◆ Task prompt ◆
Among the entries below, how many lines include the string "SecondOrderTaylorMap"? Answer with only the number.

/---

PR #829, opened 2026-07-23
Allow SecondOrderTaylorMap in Environment.new(), and fix expressions in multi-dimensional array fields

JPTS2:
## Summary

Adding `SecondOrderTaylorMap` to `Environment.new()` surfaced a
pre-existing bug in how array-valued kwargs are parsed. Both are fixed
here, as the first is not usable without the second.

### The feature
- Add `xt.SecondOrderTaylorMap` to `_ALLOWED_ELEMENT_TYPES_IN_NEW`, so it
  can be built with `env.new(name, xt.SecondOrderTaylorMap, ...)` like
  `FirstOrderTaylorMap` already can.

\---

◆ Answer to this problem ◆
4